§ **Exercise instructions**: All of the data below is to be output without alteration.
►
PR #345, opened 2024-12-20
📈 add appEnv parameter to logging events for environment tracking.

FunamaYukina:
## Summary

Add ``appEnv`` parameter to log event functions and components.

ss 2575

## Testing

I've tested all clicks and other interactions.


MH4GF (approved):
LGTM 👍🏻

PR #346, opened 2024-12-20
fix: Fixed problem with active tables not being highlighted in LeftPane when opened via query parameter

MH4GF:
https://github.com/user-attachments/assets/95ec6652-e061-460b-81a3-439d0504ea44


frontend/packages/erd-core/src/components/ERDRenderer/LeftPane/TableNameMenuButton/TableNameMenuButton.tsx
◄
§ **Answer to this problem**:
PR #345, opened 2024-12-20
📈 add appEnv parameter to logging events for environment tracking.

FunamaYukina:
## Summary

Add ``appEnv`` parameter to log event functions and components.

ss 2575

## Testing

I've tested all clicks and other interactions.


MH4GF (approved):
LGTM 👍🏻

PR #346, opened 2024-12-20
fix: Fixed problem with active tables not being highlighted in LeftPane when opened via query parameter

MH4GF:
https://github.com/user-attachments/assets/95ec6652-e061-460b-81a3-439d0504ea44


frontend/packages/erd-core/src/components/ERDRenderer/LeftPane/TableNameMenuButton/TableNameMenuButton.tsx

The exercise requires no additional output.